Unsurprisingly, governments prefer the fantasy picture of al-Qa‘ida because it enables them to claim victories when it succeeds in killing its better known members and allies. Often, those eliminated are given quasi-military ranks, such as “head of operations,” to enhance the significance of their demise. The culmination of this heavily publicized but largely irrelevant aspect of the “war on terror” was the killing of bin Laden in Abbottabad in Pakistan in 2011. This enabled President Obama to grandstand before the American public as the man who had presided over the hunting down of al-Qa‘ida’s leader. In practical terms, however, his death had little impact on al-Qa‘ida-type jihadi groups, whose greatest expansion has occurred subsequently.

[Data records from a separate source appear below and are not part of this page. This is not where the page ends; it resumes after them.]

Issue #4919, opened 2022-01-19
Projective field is Galois closure


AndrewVSutherland:
On Artin rep pages where we show the projective field the template should say "Galois closure of ...", as it does on the weight-1 CMF pages, e.g. compare

https://www.lmfdb.org/ArtinRepresentation/2.3_19.6t5.1
https://www.lmfdb.org/ModularForm/GL2/Q/holomorphic/57/1/h/a/

jwj61:
This is for a Galois orbit of an Artin representation.  Another option is to make it like the page for a single Artin representation where it says "stem field" in the label for the line instead of field when the field is not Galois.

AndrewVSutherland:
Unless the stem field is somehow distinguished from its siblings (in way that is intrinsic to the Artin representation), I think it makes more sense to say Galois closure (in both cases).

jwj61:
To me it is six of one ... .  I will leave it since it is marked as a good first issue.  For whoever does it, the individual artin rep page shows the test of whether the field is Galois or not.

AndrewVSutherland:
@jwj61 I don't think this behavior is new, see the Artin field on https://www.lmfdb.org/ArtinRepresentation/1.1.1t1.a for example (which is still running a version that does not include #4940) which refers to the Galois closure of Q.

But I agree with you that for both the projective and Artin fields we should show the prefix "Galois closure of" only in cases where the field is not Galois, and this should be an easy change.

jwj61:
It is new (for pages for reps).  On beta, it says "Projective field" if the field is Galois over Q, and "Projective stem field" if it is not.  There is a similar switch made on beta for Artin field and Artin stem field.

AndrewVSutherland:
But are you saying the Artin field should say "Galois closure over Q"?  Shouldn't they both just say Q?

jwj61:
They should both say Q.  
On the rep pages, the toggle before was on the knowl.  Now it will be on whether or not to add the phrase "Galois closure of".

AndrewVSutherland:
Got it, either I or @BarinderBanwait will implement this tomorrow (before we push to web).

BarinderBanwait:
I'll do it :hammer_and_pick:

PR #4940, opened 2022-01-21
add "galois closure of" to artin reps projective fields

BarinderBanwait:
addresses #4919 i think?


AndrewVSutherland:
http://127.0.0.1:37777/ArtinRepresentation/2.57.6t5.a.a hasn't changed, I think it should be consistent with http://127.0.0.1:37777/ArtinRepresentation/2.57.6t5.a

BarinderBanwait:
oh right, it had to be done on both the individual rep pages as well as galois orbits; hopefully the last commit does that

Ignoring the Roles of Saudi Arabia and Pakistan
The key decisions that enabled al-Qa‘ida to survive, and later to expand, were made in the hours immediately after 9/11. Almost every significant element in the project to crash planes into the Twin Towers and other iconic American buildings led back to Saudi Arabia. Bin Laden was a member of the Saudi elite, and his father had been a close associate of the Saudi monarch. Citing a CIA report from 2002, the official 9/11 report says that al-Qa‘ida relied for its financing on “a variety of donors and fundraisers, primarily in the Gulf countries and particularly in Saudi Arabia.”

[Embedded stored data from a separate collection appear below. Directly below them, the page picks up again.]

PR #4941, opened 2022-01-21
Improving genus 2 lookup

edgarcosta:


AndrewVSutherland:
The search -x^5+x+1 works on beta but not in this PR.

[[1,1,0,0,0,1],[]] does not work nor does [1,1,0,0,0,1] or X^5+X+1 or [x^5+x+1,0] or x^5+x+1,0.  I'm not sure which of these are intended to work but I think at least the first one should.

roed314:
There's also an extraneous `print(c)` added here.

AndrewVSutherland:
[[12, 0, -3, 0, -1],[0, 0, 0, 1]] doesn't work, even though -x^4-3x^2+12,x^3 and [-x^4-3x^2+12,x^3] do, as does [[0, 0, 0, 0, 1, 1],[1, 1, 0, 1]].

edgarcosta:
note to self, it is the negative numbers. add a a possibility of a minus to
the regex

edgarcosta:
it works now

The report’s investigators repeatedly found their access limited or denied when seeking information in Saudi Arabia. Yet President George W. Bush apparently never even considered holding the Saudis responsible for what happened. An exit of senior Saudis, including bin Laden relatives, from the U.S. was facilitated by the U.S. government in the days after 9/11. Most significant, 28 pages of the 9/11 Commission Report about the relationship between the attackers and Saudi Arabia were cut and never published, despite a promise by President Obama to do so, on the grounds of national security.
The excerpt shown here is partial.